He looked at the elegant Waterford crystal clock on the corner of his desk, a parting gift from his colleagues when he left the state attorney’s office—a time when he could never have imagined crossing an ethical line—then picked up the phone and dialed. Henry answered on the second ring. “Hey.”
“What have you got?” Andrew asked.
“Nothing. I’ve been checking out the people who visited Torrance during his time in prison. There were only four, remember? Including his public defender.”
“And there’s nothing there?”
“Nothing I can see. His PD’s name is Wesley Jurgens. He visited a few times in the months after he lost Torrance’s case—presumably to talk about an appeal. Next up were a couple of old college friends.” Andrew heard papers rustling over the phone. “Samuel Ordway and Scott Figgis.
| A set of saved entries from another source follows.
PR #4999, opened 2023-12-27
fix(NcCheckboxRadioSwitch): fix shift+click on firefox

skjnldsv:
Fix https://github.com/nextcloud/server/issues/42202
Ref https://bugzilla.mozilla.org/show_bug.cgi?id=559506

I'm not sure, if anyone else have a better idea, please suggest it! :pray: :smiling_face_with_tear:

### DIFF
--- a/src/components/NcCheckboxRadioSwitch/NcCheckboxRadioSwitch.vue
+++ b/src/components/NcCheckboxRadioSwitch/NcCheckboxRadioSwitch.vue
@@ -277,6 +277,7 @@ export default {
 		v-on="isButtonType ? listeners : null">
 		<input v-if="!isButtonType"
 			:id="id"
+			:aria-labelledby="!isButtonType && !ariaLabel ? `${id}-label` : null"
 			:aria-label="ariaLabel || undefined"
 			class="checkbox-radio-switch__input"
 			:disabled="disabled"
@@ -293,7 +294,8 @@ export default {
 			:button-variant="buttonVariant"
 			:is-checked="isChecked"
 			:loading="loading"
-			:size="size">
+			:size="size"
+			@click.native="onToggle">
 			<template #icon>
 				<!-- @slot The checkbox/radio icon, you can use it for adding an icon to the button variant -->
 				<slot name="icon" />
--- a/src/components/NcCheckboxRadioSwitch/NcCheckboxContent.vue
+++ b/src/components/NcCheckboxRadioSwitch/NcCheckboxContent.vue
@@ -21,6 +21,10 @@
 -->
 
 <template>
+	<!--
+		label can't be used here because of shift+click firefox bug
+		https://bugzilla.mozilla.org/show_bug.cgi?id=559506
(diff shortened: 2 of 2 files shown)


emoral435 (approved):
I actually primarily use Firefox, and am working on an issue that needs this resolved, so this is perfect. LGTM, works on my dev env, and keeps the aria label logic clean :)

ShGKme:
> Ref https://bugzilla.mozilla.org/show_bug.cgi?id=151142

Isn't it this bug?
https://bugzilla.mozilla.org/show_bug.cgi?id=559506

src/components/NcCheckboxRadioSwitch/NcCheckboxRadioSwitch.vue
```diff
@@ -276,7 +276,7 @@ export default {
 		:type="isButtonType ? 'button' : null"
 		v-on="isButtonType ? listeners : null">
 		<input v-if="!isButtonType"
-			:id="id"
+			:aria-labelledby="!isButtonType && !ariaLabel ? id : null"
```
ShGKme, line 279: Isn't it a breaking change?

This component has a prop `id` which still has description `Unique id attribute of the input`.

But not an instance with `id` set won't render an `input` with this `id` but a `span`.

Example of breaking change:
```html
<!-- label doesn't work anymore -->
<label for="my-id">Custom label outside</label>

<NcCheckboxRadioSwitch id="my-id" />

<script>
// Doesn't work
document.getElementById('my-id').focus()
</script>
```

Maybe examples are edge cases, but they are supposed to work according to the current description `id attribute of the input`

And the same with `NcCheckboxContent` where the meaning of `id` prop has changed.

At least I'd change the prop descriptions.

---

As an alternative, I may propose to not use `id` from prop here, but generate a new local `id` and pass it to the `NcCheckboxContent` as a new prop.

skjnldsv:
> > Ref [bugzilla.mozilla.org/show_bug.cgi?id=151142](https://bugzilla.mozilla.org/show_bug.cgi?id=151142)
> 
> Isn't it this bug? [bugzilla.mozilla.org/show_bug.cgi?id=559506](https://bugzilla.mozilla.org/show_bug.cgi?id=559506)

Wrong paste, my bad!

src/components/NcCheckboxRadioSwitch/NcCheckboxRadioSwitch.vue
skjnldsv: Ah, right, I used the wrong id maybe, I'll have a second look this morning! Thanks @ShGKme  :)

skjnldsv: image

Here we go

ShGKme (approved):

ShGKme:
But I'd add a comment in the code with a link to the bug, because it seems non-obvious why a native element is not used here.

PR #5001, opened 2023-12-28
fix(NcCheckboxRadioSwitch): improve rendering and prevent unecessary elements

skjnldsv:
- Make the icon inert
- Do not render the content text if undefined

### DIFF
--- a/src/components/NcCheckboxRadioSwitch/NcCheckboxContent.vue
+++ b/src/components/NcCheckboxRadioSwitch/NcCheckboxContent.vue
@@ -37,7 +37,8 @@
 				'checkbox-content__icon--checked': isChecked,
 				[iconClass]: true
 			}"
-			:aria-hidden="true">
+			:aria-hidden="true"
+			inert>
 			<!-- @slot The checkbox/radio icon, you can use it for adding an icon to the button variant
 					@binding {bool} checked The input checked state
 					@binding {bool} loading The loading state
@@ -52,7 +53,7 @@
 			</slot>
 		</span>
 
-		<span :class="['checkbox-content__text', textClass]">
+		<span v-if="$slots.default" :class="['checkbox-content__text', textClass]">
 			<!-- @slot The checkbox/radio label -->
 			<slot />
 		</span>


ShGKme:
I don't understand... Icon is neither focusable nor interactive anyway, does `inert` change anything here?

Is it an alternative or a part of https://github.com/nextcloud-libraries/nextcloud-vue/pull/4999 ?

emoral435:
From what I am seeing, the `inert` attribute would just be a preventative in case the inserted slot is indeed focusable, no? It is not a breaking change, more of a preventative one from what I gather. As of now, I do not believe it hurts to add it on

emoral435 (approved):

ShGKme:
> the `inert` attribute would just be a preventative in case the inserted slot is indeed focusable, no?

It would be an a11y issue if there was an interactive focusable and yet inert element...

skjnldsv:
> It would be an a11y issue if there was an interactive focusable and yet inert element...

That's the point, sanitising what we allow in those slots

src/components/NcCheckboxRadioSwitch/NcCheckboxContent.vue
```diff
@@ -51,7 +52,7 @@
 			</slot>
 		</span>
 
-		<span :class="['checkbox-content__text', textClass]">
+		<span v-if="$slots.default" :class="['checkbox-content__text', textClass]">
```
raimund-schluessler, line 55: I think this is not necessary (although it probably doesn't hurt either), since we have `display: none;` already if the span is empty:
https://github.com/nextcloud-libraries/nextcloud-vue/blob/8aec0a1f1848efb229401e2796537ba9fad8d449/src/components/NcCheckboxRadioSwitch/NcCheckboxContent.vue#L225-L228

Or do I miss something here?

skjnldsv: Just cleaner approach in general to really not have an extra unnecessary element.
It can quickly adds up in lists (like Files) :)

ShGKme: I'd call it a good practice to always check for slots on slot wrapper elements.

raimund-schluessler (approved):

PR #5007, opened 2023-12-29

raimund-schluessler:
### ☑️ Resolves


ShGKme (approved):

raimund-schluessler:
@susnux @skjnldsv Could we get this merged?

raimund-schluessler:
> Can you publish the first version of `9.0.0-alpha.0` to npmjs.org afterwards? Or isn't the package in a usable state yet?

Yes, we should do this. But I will leave this up to someone from the Nextcloud company.

`9.0.0-alpha.0` is usable, all components are migrated and it is definitely good enough to get the app migrations going. There are still a few things to do before an alpha release, but these are minor issue that should be quickly resolved, see https://github.com/nextcloud-libraries/nextcloud-vue/milestone/132

For a final release the list is a bit longer, see https://github.com/nextcloud-libraries/nextcloud-vue/milestone/118

PR #5009, opened 2023-12-29
fix(NcCheckboxRadioSwitch): use correct padding

### LINKED ISSUE #5008: `NcCheckboxRadioSwitch` with empty slot not round
The `NcCheckboxRadioSwitch` component when used without a default slot content does render a slightly ellipsoid background and is not round as expected. This looks a bit weird, e.g. in the new files app (I changed the background color to make it more obvious here):

grafik

I would propose to slightly reduce the left/right padding to make the background circular.

grafik

raimund-schluessler:
### ☑️ Resolves

* Fix #5008.

This adjusts the left/right padding of the label to the correct / better value of `10px`. The value of `14px` calculated before does not work here, as the element is not an icon with a width of `16px` but a label with a width of `24px`.

### 🖼️ Screenshots

🏚️ Before | 🏡 After
---|---
Screenshot 2024-01-02 at 10-48-22 Nextcloud Vue Style Guide | Screenshot 2024-01-02 at 13-06-26 Nextcloud Vue Style Guide

### DIFF
--- a/src/components/NcCheckboxRadioSwitch/NcCheckboxContent.vue
+++ b/src/components/NcCheckboxRadioSwitch/NcCheckboxContent.vue
@@ -30,6 +30,7 @@
 		:class="{
 			['checkbox-content-' + type]: true,
 			'checkbox-content--button-variant': buttonVariant,
+			'checkbox-content--has-text': !!$slots.default,
 		}">
 		<span :class="{
 				'checkbox-content__icon': true,
@@ -212,7 +213,7 @@ export default {
 	user-select: none;
 	min-height: $clickable-area;
 	border-radius: $clickable-area;
-	padding: 4px $icon-margin;
+	padding: 4px calc(($clickable-area - var(--icon-height)) / 2);
 	// Set to 100% to make text overflow work on button style
 	width: 100%;
 	// but restrict to content so plain checkboxes / radio switches do not expand
@@ -240,6 +241,10 @@ export default {
 		.checkbox-content__icon--checked > * {
 			color: var(--color-primary-element-text);
 		}
+	}
+
+	&--has-text {
+		padding-right: $icon-margin;
 	}
 
 	&:not(&--button-variant) {
--- a/src/components/NcCheckboxRadioSwitch/NcCheckboxRadioSwitch.vue
+++ b/src/components/NcCheckboxRadioSwitch/NcCheckboxRadioSwitch.vue
@@ -511,6 +511,7 @@ export default {
 		cssVars() {
 			return {
 				'--icon-size': this.size + 'px',
+				'--icon-height': (this.type === TYPE_SWITCH ? 16 : this.size) + 'px',
 			}
 		},
 


ShGKme:
If I understand the issue correctly, as alternative we may render `span.checkbox-content__text` only when there is actually content.

raimund-schluessler:
> If I understand the issue correctly, as alternative we may render `span.checkbox-content__text` only when there is actually content.

Not quite, as it is already hidden when no text is present for exactly this reason. See 
https://github.com/nextcloud-libraries/nextcloud-vue/blob/c9cb21982b5c23b65fc7552073a2456c287f312f/src/components/NcCheckboxRadioSwitch/NcCheckboxContent.vue#L225-L232

skjnldsv (dismissed):

src/components/NcCheckboxRadioSwitch/NcCheckboxContent.vue
```diff
@@ -216,7 +216,7 @@ export default {
 	user-select: none;
 	min-height: $clickable-area;
 	border-radius: $clickable-area;
-	padding: 4px $icon-margin;
+	padding: 4px math.div($clickable-area - 24px, 2);
```
skjnldsv, line 219: Where is this 24 coming from?
Ideally this should be all calculated.

raimund-schluessler: You are right, it needs to be calculated, as it currently does not work for `type="switch"`. This value is the size of the icon set here:
https://github.com/nextcloud-libraries/nextcloud-vue/blob/dae4eca0f022724619c7b912133094d75c886769/src/components/NcCheckboxRadioSwitch/NcCheckboxRadioSwitch.vue#L498C11-L502

I guess it should look like this in the end (don't mind the background-colors, just set for visualization):
grafik

raimund-schluessler, line 219:
```suggestion
	padding: 4pxcalc(($clickable-area - var(--icon-size))/2);
```

raimund-schluessler: Fixed.

raimund-schluessler: Updated the screenshot in the initial post.

jancborchardt (changes requested):
Very nice detail fix! :) The checkboxes and radio buttons look great, but the toggle switches were better before as they fit exactly in the container radius-wise. :) That is, the container edge was always equidistant to the toggle/icon.

raimund-schluessler:
> Very nice detail fix! :) The checkboxes and radio buttons look great, but the toggle switches were better before as they fit exactly in the container radius-wise. :) That is, the container edge was always equidistant to the toggle/icon.

I see, I will fix this. We should also consistently set the same padding-right for all elments if there is text. I noticed that it looks weird to have a different padding on the right for switch and checkbox labels.

jancborchardt:
>  I noticed that it looks weird to have a different padding on the right for switch and checkbox labels.

@raimund-schluessler true – I think the padding-right for the versions with text looked better in the previous version and was consistent among switches and checkboxes, could that be?

raimund-schluessler:
> > I noticed that it looks weird to have a different padding on the right for switch and checkbox labels.
>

They each paid him a visit in the first year, separately, and Figgis came back once in the second. Next up was Derek Closterman, an old high school classmate, who also visited in the second year. Then no one until almost a year ago, when Jurgens went to see him again. Probably to talk about an appeal again. Or maybe clemency.”
“Probably. Whatever it was, it’s privileged,” Andrew said, referring to the confidential nature of communications between an attorney and his client.
“Yeah, that’s what Jurgens told me when I called him.”
“I’m not surprised. You tell him why you were calling?”
“No.”
“He tell you anything else?”
“Nothing useful. I caught him between appearances in court, so he was a bit abrupt, but he was willing to tell me what a fine guy Torrance is, how he got screwed on the sentence, blah, blah, blah. Said he hadn’t seen him in at least a year.”
“Which we knew.”
“Right.”
“And you said you looked into those three school friends?”
“As deep as I could,” Henry said. “And I spoke with them each by phone. Kept my reason for the calls vague.”
“And nothing?”
“Nothing. I just don’t see any reason someone would want him out of prison so badly.”
“Damn it.”
“Don’t forget the good news, though.”
“Which is?”
“We’ve also found no reason to worry about the guy when he gets out. He was clean as a whistle before his accident and a model prisoner after. No reason to think he’s gonna do bad things. That’s not much comfort, but it’s something, isn’t it?”
Andrew sighed. He was right. It wasn’t much comfort.
He ended the call, then glanced at his desktop computer before reaching into a desk drawer for his laptop. After powering it up, he opened a word processing program and typed a letter to himself from Southern State Correctional Facility prisoner Gabriel Torrance, seeking executive clemency. Writing as Torrance, he expressed deep regret for the accident that resulted in the injury to Craig Whitworth, the other driver—though Andrew knew that at least one witness had blamed the accident on Whitworth. He wrote that he regretted leaving the scene. He promised to never touch another drop of alcohol. He dated the letter seven months ago and sent it to the printer in the corner of his office.
He sat for a moment with the printed letter facedown on his desk, unwilling for a moment to turn it over, to see what he had created. Instead, he studied Torrance’s signature on a copy of a form Torrance had signed when he was first sent to prison, which Henry had procured from his file. Andrew practiced signing Torrance’s name several times on a scratch pad, then flipped the letter over and, quickly, before he could stop himself, forged Torrance’s signature. Then he deleted the document from his laptop.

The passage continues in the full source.